The draft CEN test method contains requirements for the temperature inside a can in the middle of the freezing cabinet. However, it is surprising that the method contains no other calibration requirements for the cabinet. It is possible for the temperature at other points in the cabinet to be significantly different from those at the middle, if the air is not circulated effectively. This could be checked by placing thermocouples (in air) at several points around the interior. It would also add confidence to the results if laboratories were required to report the cooling curve achieved in the central can with every set of results.
The result of a freeze/thaw test is likely to be sensitive to details of the way the test is carried out, such as the rates of cooling at various points in the cooling cycle, and the minimum temperatures achieved. It would be of interest to carry out ruggedness trials to establish the sensitivity of the test results to variations in these details. Such trials would show where tolerances in the method specification need to be tightened up to improve the reproducibility of the test.

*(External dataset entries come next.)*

PR #1484, opened 2021-04-05
Change sys.platform to sysconfig.get_platform in setup.py

jakelishman:
The latter had the potential to cause problems when moving to cross-compilation for macosx-arm64 on conda-forge.  See https://conda-forge.org/blog/posts/2020-10-29-macos-arm64/ for more details.

### DIFF
--- a/setup.py
+++ b/setup.py
@@ -11,7 +11,7 @@ import warnings
 
 # Required third-party imports, must be specified in pyproject.toml.
 from setuptools import setup, Extension
-from distutils import sysconfig
+import distutils.sysconfig
 import numpy as np
 from Cython.Build import cythonize
 from Cython.Distutils import build_ext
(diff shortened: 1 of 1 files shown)


hodgestar:
It looks like `sysconfig.get_platform` only exists in Python 3.8 and above. :/

jakelishman:
Oh no, it's because we shadow `sysconfig` by importing it from `distutils` instead of the full thing.  Ugh, now I have to work out if we specifically need the `distutils` version, or if we can use anything.  I have an annoying feeling that the `distutils` thing is to make a silly little monkeypatch we needed.

jakelishman:
We _do_ need `distutils.sysconfig` at one point - we're monkeypatching some compiler flags that `distutils` decides it's a good idea to set, so we modify the state of the module.  For some reason distutils decides that we really want `-Wstrict-prototypes` appended to our C++ compilations, where it's not a valid option.

Still, we can just separate out the namespaces to fix it.

hodgestar (approved):

PR #1487, opened 2021-04-06
Updating tests in meetrics, superops,and tensor modules

MrRobot2211:
**Checklist**

- [ x] Please read [Contributing to QuTiP Development](https://github.com/qutip/qutip-doc/blob/master/CONTRIBUTING.md)
- [] Please add tests to cover your changes if applicable.
- [ x] If the behavior of the code has changed or new feature has been added, please also update the [documentation](https://github.com/qutip/qutip-doc) and the [notebook](https://github.com/qutip/qutip-notebooks). Feel free to ask if you are not sure.

**Description**
Updating tests in the metrics,superop_reps and tensor modules to  pytests.

**Changelog**
- Updating unittests to pytests
-  Rechecking environment dependent expected failure cases


jakelishman:
I know you've marked this as draft, but let me point out that you've not really aligned your `master` with ours after the merge (one of the reasons it's not a good idea to develop using `master`).  You've merged in the changes from our branch, but really you needed to overwrite your local copy with ours; I squashed the previous PR down into just one commit to keep the commit log cleaner and easier to interpret.  In this sort of triangular workflow where you're proposing PRs that might not be merged as-is, you need to treat our repository as the single source of truth - you should never change your `master` branch except by doing `git pull` to our repository, so you can't get out of sync.

Since you've now developed on the top of an incorrect tip, it'll be a bit difficult for you to untangle if you're not very familiar with `git`.  You _can_ do it with rebasing or cherry-picking techniques to keep what you've done, but in this particular case (and there's no way you could have known this), I was actually just about to publish PR #1490 that makes all these same changes in `test_metrics.py`, but also goes a lot further in rewriting the tests in a more pytest-y style.

It might be better for you if you reset your repository to match ours exactly, and then start again using the proper branching structure for the superoperator and tensor tests you wanted to look at.  Perhaps you could have a look at #1490 as well to see how I go about parametrising tests and organising everything to keep it tidy (not saying that my code is perfect by a long shot, and the concept of "random" tests is questionable overall, but it's what we've got at the moment).  Remember as well that readibility is a big concern.  Using an automated tool to enforce pep8 compliance often won't get you the best results - our real style requirement is that it's easy to read, so linebreaks should be in sensible places (that still abide by pep8).

MrRobot2211:
Hi Jake okey will re align and pull then and focus the other modules. Let's see if I am getting this right, is it correct style to add parameter to fixtures when they are used all along the test module, but in very specific special cases just leave the variable assignment before the test definition, like here https://github.com/jakelishman/qutip/blob/862d0de844d9d5b39f0301d0ea4c47c37d995499/qutip/tests/test_metrics.py#L126 ?

jakelishman:
In general the biggest thing you should consider is readability, and to be fair, that's a little subjective.  You're welcome to comment on my PR if you think I've done anything that's unreadable.

You can scope fixtures at whatever level is appropriate.  In this particular case, I scoped the `dimension` fixture at the module level, because there's loads of places that needed to test varying dimensions, and it's very convenient to define it just once.  In the few cases where we needed to override that (e.g. in `dnorm`), I overrode it by providing a definition in a tighter scope - either at class level or per-function (via `pytest.mark.parametrize` directly).  The correct scoping just depends a lot on the type of tests you're writing - if you're going to have to overwrite something constantly then module scoping isn't good, but if you have lots of different functions to test, and every test for a given function will want the same parametrisation, then class scoping might be a good choice.

If you only need the parametrisation once, then it's best to put it right next to the place it's used (like in the case of mine that you've highlighted).  It means that if you've opened that file to read the tests, then everything you need to understand `Test_fidelity.test_known_cases` will be on your screen if you just scroll to it.  That makes it much easier for the next person who has to come along to edit your code.  I used a couple of temporary variables in that case just to aid readability - my cases wouldn't have nicely fit on one line if I'd shoved the `qutip.basis(2, 0)` stuff inside the `pytest.param` constructors, and it would be hard to read.  This way you can easily verify that the code is correct bit-by-bit; you can see clearly that the names are descriptive and match exactly what they say, and that means you can trust them when they then appear in the parametrisation.

I won't pretend to be perfect at any part of coding, and particularly testing.  I rewrote all the testing files starting from those beginning with "a" up to (now) "metrics" while I was first getting to know the QuTiP codebase, and hopefully you can see that my early efforts weren't that great, and they get a bit better and easier to read as time went on.  (The later files haven't been converted yet.)  The main things are to always be thinking about readability both of the code and the error messages that are coming out, and making sure that your tests are really testing that your functions have your behaviour you want them to have.  Another thing we really don't have enough of in QuTiP yet is tests for "negative" behaviour, i.e. testing that functions _fail_ when they're passed incorrect inputs - consequently, quite a lot of QuTiP actually will just silently do the wrong thing if it's passed nonsense.

jakelishman:
Also, sorry for stepping on your toes on the `test_metrics` thing - that really wasn't intentional, and I was only looking at it more because there are a few historic problems with dnorm testing that I'd remembered later.  I didn't mean to cut you off from what you were doing, and had you had more work done on it, I'd have worked with you to merge the two together rather than suggesting you throw yours out.

MrRobot2211:
Hi Jake no problem. I was just asking about that particular line because I faced the same issue of readability versus properly scoping and could not get to a satisfactory solution. I was geting the variables from a global function that created a dictionary and it was not clean at all.

Issue #1330, opened 2020-07-27
QubitCircuit.resolve_gates() errors on "FREDKIN" gate.


sarsid:
**Describe the bug**
When applying `resolve_gates()` method to `QubitCircuit` containing the FREDKIN gate, the following error is produced: 

ValueError: Gate RY requires one target

**To Reproduce**

```python
from qutip.qip.circuit import QubitCircuit
A = QubitCircuit(3)
A.add_gate("FREDKIN", targets=[0, 1], controls=[2])
A.resolve_gates()
```

It might be a good idea to check this for other gates as well as look into the internal of `resolve_gates` to clean/modify it a bit. 

Note: As requested by @BoxiLi, first mentioned by me in #1318

purva-thakre:
@BoxiLi I am a bit confused with the wording of this issue. Is the goal to find what other gates might be creating `ValueError` when `resolve_gates` acts on them ? Then once these gates are identified, figure out the source of error in code of `resolve_gates` ?

sarsid:
Yep, the `resolve_gates()` function is quite messy right now and works on a case by case basis. In the FREDKIN case, it was giving this error. The issue would atleast involve resolving the FREDKIN gate properly as a starting point.

purva-thakre:
Hi @sarsid I am having trouble reproducing this issue. When I copied above code, I get `<qutip.qip.circuit.QubitCircuit object at 0x7fe142c414f0>` and not the `value` error referenced by you. Is there something else I should be doing ?

BoxiLi:
Just tried this, I still the same error. So the `resolve_gates()` function works for you? What are the gates you get in the end? Are they correct?

BoxiLi:
Better also check the qutip version you are using

purva-thakre:
@BoxiLi I have the latest version installed. 

I do not get any gates after applying `resolve_gates()`. My issue is I fail to get the same error type i.e. `ValueError`. When I ran the code as it is, I do not get any gates besides an indicator that the code ran successfully. So, I used `print(A.resolve_gates())` which gave me `qutip.qip.circuit.QubitCircuit object at 0x7fb64044eaf0`. This is most definitely not the expected output of `resolve_gates()` as specified [here](https://github.com/qutip/qutip/blob/8681e995c09986a4355ba16d586dd2d2f1f49657/qutip/qip/circuit.py#L1205)

BoxiLi:
[...]

PR #1489, opened 2021-04-07
Fixed bugs in _gate_FREDKIN function

BOBO1997:
**Description**
Modified the function `_gate_FREDKIN` in `qutip/qutip/qip/circuit.py`.

As reported in [issue #1330](https://github.com/qutip/qutip/issues/1330), there was a bug when unrolling Fredkin gate into basis gates. This bug derives from the use of a list with length >1 when making a new single-qubit gate in the function `_gate_FREDKIN`.
In this PR, I fixed this problem by manually unrolling this part.
For the details and the correctness verification, please refer to the attached pdf: [issue_1330.pdf](https://github.com/qutip/qutip/files/6272589/issue_1330.pdf)

Thank you very much!

**Related issues or PRs**
Fixed the bug reported at [issue #1330](https://github.com/qutip/qutip/issues/1330).

**Changelog**
Fixed errors in _gate_FREDKIN function.


BoxiLi:
Thanks, @BOBO1997. Could you also add a quick test for this?

BOBO1997:
Thanks a lot for the quick review!
I added test function `testFREDKINdecompose` into `qutip/tests/test_qubitcircuit.py`.
After I added this `testFREDKINdecompose` function, I found the test fails with the existing decomposition.
Therefore I totally changed the way of decomposition of FREDKIN gate, which eventually passed the quick test.

BOBO1997:
Apart from this issue, I would like to confirm the behaviors of some features in `qutip.qip.QubitCircuit`.

First, for `qutip.qip.QubitCircuit.add_gate()`, there is a optional `list` type attribute called index.
I saw this is used to insert gates in the middle of the gate list (`qutip.qip.QubitCircuit.gates`).
The corresponding code is shown below.
```
            for position in index:
                num_mes = (sum(isinstance(op, Measurement) for op
                               in self.gates[:position]))
                gate = Gate(name, targets=targets, controls=controls,
                            arg_value=arg_value, arg_label=arg_label,
                            classical_controls=classical_controls,
                            control_value=control_value)
                self.gates.insert(position, gate)
```
In this code, if `index` contains two or more elements, then the insert positions would be shifted one by one.
Is this behavior expected?
If not, I would like to modify this part in this PR, since modification is easy.

Second, as I mentioned in issue #1330, we can use a syntax sugar like:
```
qc = QubitCircuit(6)
qc.add_gates("RX", targets=[0,2,4,5], arg_value=np.pi/2)
```
when we want to apply the same single-qubit gates on the different qubits.
Personally, I think this syntax is good in terms of code readability.
If this looks good for the core development members, I would also add this syntax in this PR.

Best!

qutip/tests/test_qubitcircuit.py
```diff
@@ -148,6 +148,24 @@ def testSNOTdecompose(self):
...
+        qc1 = QubitCircuit(3)
+        print("OK")
+        qc1.add_gate("FREDKIN", targets=[0, 1], controls=[2])
+        print("OK")
+        U1 = gates.gate_sequence_product(qc1.propagators())
+        print("OK")
+        qc2 = qc1.resolve_gates()
+        print("OK")
+        U2 = gates.gate_sequence_product(qc2.propagators())
+        print("OK")
```
BoxiLi, line 165: There is no need to print ok here. If something goes wrong, pytest will locate which line the error comes from and summarize it in the result.

BoxiLi (changes requested):
Looks good to me, apart from a minor change request in the test.

BOBO1997:
I just fixed this point. Thanks for pointing it out!

BoxiLi (approved):

BoxiLi:
@BOBO1997  Thanks!

BoxiLi:
@BOBO1997 Sorry I forgot about your proposal above.

- What is the proposed behaviour of gate insertion? I guess you mean that, in the current code, if one inserts more than one gates, the length of the list is modified during the loop. This makes the definition of `position` tricky. Is this what you mean?

- About the syntax sugar, this sounds nice indeed. However, there might be a rather big refactor in `QubiCircuit` in the near future. I had a proposed refactor of `QubiCircuit` https://github.com/qutip/qutip-qip/discussions/15. Although no one is working on that yet. I feel like this change will be much easier to implement after that refactor?

In any case, they should be in a different PR as they don't relate to this topic of FREDKIN.

jakelishman:
One thing to consider when you're adding syntactic sugar is making sure that you don't accidentally reuse the same syntax to mean two completely different things.  Here, `targets=[0, 1]` means something very different if the gate is two-qubit compared to if the gate is single-qubit.  Pushing it further, what would `targets=[0, 1, 2, 3]` mean for a two-qubit gate?  What about a two-qubit gate with one target and one control?  What if a target is duplicated?  These aren't unsolvable problems by any means, but they're something to consider: does the helper syntax still help once the use-cases get complicated?

The for-loop syntax alternative is easy to read, easy to write and presumably (though I don't work on `qutip.qip`) doesn't prevent any meaningful speedups, since this doesn't involve reparsing the circuit or anything like that.

BoxiLi:
> One thing to consider when you're adding syntactic sugar is making sure that you don't accidentally reuse the same syntax to mean two completely different things.

Thanks @jakelishman A more elegant way is to define a meta gate like `All(X)` in ProjectQ, which acts like `Tensor`. But it is true that this syntax sugar is not as simple as it looks like.

BOBO1997:
@BoxiLi Exactly. In the current code, the positions in `index` would not indicate the original positions during the insertion loop. (e.g. When we want to insert a gate `A` to `gates=[B0,B1,B2,B3,B4,B5]` in `index=[0,2,3]`, then the output gate list would be `gates=[A,B0,A,A,B1,B2,B3,B4,B5]`, not `gates=[A,B0,B1,A,B2,A,B3,B4,B5]`.)
I just want to check whether this behavior is correct or not.

Actually, since this issue is not related to the PR for fixing FREDKIN, I should have created a new issue/PR. I'm sorry for this.
I created a new issue page #1497.

Issue #880, opened 2018-06-12
BUG: dnorm tests sporadically failing


ajgpitch:
The dnorm tests are sporadically (quite regularly) failing e.g.

```
======================================================================
ERROR: Metrics: checks that special cases for dnorm agree with SDP solutions.
----------------------------------------------------------------------
cvxpy.error.SolverError: Solver 'CVXOPT' failed. Try another solver or solve with verbose=True for more information. Try recentering the problem data around 0 and rescaling to reduce the dynamic range.
```

I suggest we turn them off by not installing cvxpy for any of the test configurations.
We can turn them on again if someone can make an attempt to make the dnorm tests more reliable @cgranade 

I will raise a PR for this now.

ajgpitch:
This has been the final straw. We have tried to keep dnorm supported. See #872 and the suggestion in #874

Issue #874, opened 2018-06-04
ENH: Remove dnorm cvxpy dependence


ajgpitch:
The `metrics.dnorm` function uses the cvxpy library to calculate the diamond norm. Twice now it has caused many test failures out of the blue #484 and #872.
It would seem like the developers do not prioritise maintaining a conda package. As this is our recommended platform, then it is a risk having this cvxpy dependence.

Perhaps there is a method using scipy that we could employ?

@cgranade perhaps could provide some context?

nathanshammah:
This seems closed by #880?

ajgpitch:
I think that we don't currently have a method for calculating the diamond norm. I am assuming that we would like to maintain one. We could either try again with cvxpy, or try find another method.

nathanshammah:
A recent Python package using QuTiP as a dependency, `qptomographer`, addresses the diamond norm distance. See: https://qptomographer.readthedocs.io/en/latest/figures_of_merit/#the-diamond-norm-distance. Also, [ArXiv:1808.00358](https://arxiv.org/abs/1808.00358).

phfaist:
Our diamond norm calculation in [QPtomographer](https://github.com/Tomographer/QPtomographer/) is written in C++ in the file [QPtomographer/cxx/diamond_norm_scs.h](https://github.com/Tomographer/QPtomographer/blob/master/cxx/diamond_norm_scs.h) (see [QPtomographer/test/test_diamond_norm.cxx](https://github.com/Tomographer/QPtomographer/blob/master/test/test_diamond_norm.cxx) for an example usage) and uses the C interface of [the SCS solver](https://github.com/cvxgrp/scs). The way it stands, it also depends on [Eigen C++ header library](http://eigen.tuxfamily.org/), but it should be easy to remove this dependency as it is only used to specify the input matrices. Other minor dependencies are easily removed.

I'm not sure what underlying mechanism you use in QuTiP, but it should be relatively straightforward to reformat the whole class into a C implementation with only SCS as a dependency. Unfortunately the python `scs` package does not install C headers, so that dependency might turn out to be something to worry about. Perhaps SCS itself can be integrated in the QuTiP source?

I'd be happy if our code is useful for you, and let me know if you'd like any clarifications about our implementation.

nathanshammah:
[...]

PR #1490, opened 2021-04-07
Allow rerunning of dnorm tests, refactor test_metrics.py

jakelishman:
dnorm tests have historically been very flaky, and for as long as we're using random tests (which we possibly shouldn't be), we always run the risk of temperamental failures.  In particular, the semidefinite solvers used in dnorm fail every now and again on random states; we historically haven't treated this as a bug, since it's pretty similar to an integration failing to converge because the system was too stiff.  It means that the user has to adjust some settings and try again.

To prevent this sort of error from failing our test suite, however, we can mark the tests as being allowed to rerun twice on a failure.  We had a relatively small sample to judge the test failure rate by, but my very very approximate guess is that we'd have a failure about 1 in 10 runs on Travis.  We counter this with two strategies:

1. parametrise the tests in pytest style, so each random repetition is a separate instance, and known to pytest (some of this was done in earlier commits)
2. allow 2 reruns of every dnorm test

The two of these together should remove all random failures; since all random loops have been moved into pytest-handled repeats, there are far fewer calls to dnorm handled within each test. This means less chance that an individual test run will fail, but a slightly higher chance the entire suite will.  Now with the test re-running a single failure point is tried again up to twice more, to determine if it was just a one-off, or if the test is truly broken.

The reruns are handled by a pytest plugin pytest-rerunfailures.  It's quite nontrivial behaviour to hook this in to the pytest mechanism, so better to use an external dependency to do it than to vendor in a custom version.

The dnorm problems have resurfaced a little after lying dormant for a long time, because #1463 reactivated them.  Before that, they'd not actually been running because none of the test runners had cvxpy installed.

### DIFF
--- a/.travis.yml
+++ b/.travis.yml
@@ -46,7 +46,8 @@ _mac_generic_setup: &mac_generic_setup
   os: osx
   language: generic
   install:
-    - conda install nomkl blas=*=openblas numpy scipy matplotlib cython pytest
+    - conda install nomkl blas=*=openblas numpy scipy matplotlib cython
+    - pip install pytest pytest-rerunfailures
     - python setup.py install
 
 jobs:
@@ -54,7 +55,8 @@ jobs:
     - name: "Linux, Python 3.8: regular"
       python: 3.8
       install:
-        - conda install numpy scipy matplotlib pytest cython
+        - conda install numpy scipy matplotlib cython
+        - pip install pytest pytest-rerunfailures
         - python setup.py install
 
     - name: "Linux, Python 3.7: OpenMP, MKL, scipy<1.5 (coverage)"
@@ -68,7 +70,8 @@ jobs:
       # This is why we use `setup.py develop` here, and why we don't change
       # directories.
       install:
-        - conda install mkl blas=*=mkl numpy 'scipy<1.5' matplotlib cython pytest pytest-cov coveralls cvxopt
+        - conda install mkl blas=*=mkl numpy 'scipy<1.5' matplotlib cython cvxopt
+        - pip install pytest pytest-rerunfailures pytest-cov coveralls
         - conda install -c conda-forge cvxpy
         - python setup.py develop --with-openmp
       before_script:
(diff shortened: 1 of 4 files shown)


hodgestar:
@jakelishman I'm somewhat against re-running flaky tests all the time. It's inelegant and hides other possible flakiness. An alternative approach is to set the random seed before generating the random states using a small fixture, e.g.:

```python
import numpy
import random as rand

@pytest.fixture
def random():
    rand.seed(0)
    numpy.random.seed(0)
```
(from https://github.com/pytest-dev/pytest/issues/667#issuecomment-112206152)

potentially we could also run the tests with a few different random seeds (to cover more cases).

If we add hypothesis (https://hypothesis.readthedocs.io/en/latest/) one day, we could generate a broader set of cases to solve and filter out bad cases.

jakelishman:
I completely agree with you that random tests really aren't the right way to go in general, but right now our problem is that basically QuTiP's entire testing suite is based on randomised tests, and that's an awful lot of technical debt to overcome any time soon :(. 

The `dnorm` tests have historically been a huge problem, even though basically nobody's worked on `dnorm` for a long long time now (for context, see in particular #880 and #874).  We don't actually even know if the failures in `dnorm` are deterministic and reproducible, although it turns out that I had a brief look into this when I joined as a GSoC student about a year ago...  I don't remember doing it at all!

I know this is super inelegant and not the perfect method, but it's kind of a nasty trade-off - I don't have time to really dig into `dnorm` (a topic I know almost nothing about) to work out an appropriate solution to temperamental errors, we do want `dnorm` to be tested since we're shipping it, and the slight flakiness keeps causing us test suite failures about 1 in 10 times.  I'm somewhat opposed to fixing the random seed because having the variance over several test runs does actually help us cover more ground (eventually) - fixing it to a "known good" seed actually seems to me to be more of a mask of potential problems than this.

Of note: the pytest plugin I'm using reports the number of reruns it performed in the analysis at the bottom - they show up in a yellow alongside the "skips" and "xfails" - so it's not completely hidden.

I'd love to have a property-based testing suite like hypothesis up and running - that definitely seems like the proper solution to this in the end.  In the meantime, I'm open to swapping to a fixed random seed if you think that's much better - testing is one place where I'm really aware of my lack of formal experience in software engineering, so I'm basically just learning as I go.

hodgestar (approved):

hodgestar:
@jakelishman I've approved this PR -- it's definitely worth getting rid of test flakiness right away.

Re random seed: We wouldn't want to set the random seed for all tests, just those like the dnorm ones that are causing issues. But let's leave that for the future.

jakelishman:
Ok, I'll merge it for now, but I'll try and return to look at `dnorm` in more detail in the future, and particularly its tests; I'm also not a huge fan of having a secondary test dependence, but for the most part that's not really an issue.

The reproducibility of a test method cannot be smaller than its repeatability. The repeatability coefficients of variation in Table 3 all exceed 8% , so it will not be possible to achieve reproducibility coefficients of variation below 8% without improving the repeatability of the test. The repeatability of the Freeze/Thaw test has two components: the between-test-specimen variation (which can be checked using the critical range Wc), and the between-run variation (which can be checked using the repeatability limit r1). Methods for doing these checks in practice are outlined in the general section on repeatability checks. If the application of these checks does not produce the improvement that is needed, then it will be necessary to consider steps such as increasing the number of test-specimens, or tightening up the tolerances in the method so as to reduce the run to run variability.
Note that the importance of reproducibility will depend on the level of the results given by an aggregate. Thus if an upper limit of a FTV of 1.0% is imposed, then from the histogram of laboratory averages in Figure 1, it can be seen that, for the aggregate used as Level 1 in this experiment, it will not matter which laboratory does the test, it will comply. Likewise if an upper limit of 2% were to be applied to the aggregate used for Level 2, again it does not matter who does the test (provided that one does not choose Laboratories B or H). However, if an upper limit of 4% is applied to the aggregate used for Level 3, then it matters very much where the aggregate is tested. When the reproducibility is as high as found in this experiment, producers will have to supply materials that give results well below the specification limit so that the risk that a laboratory will report a non-complying result is small.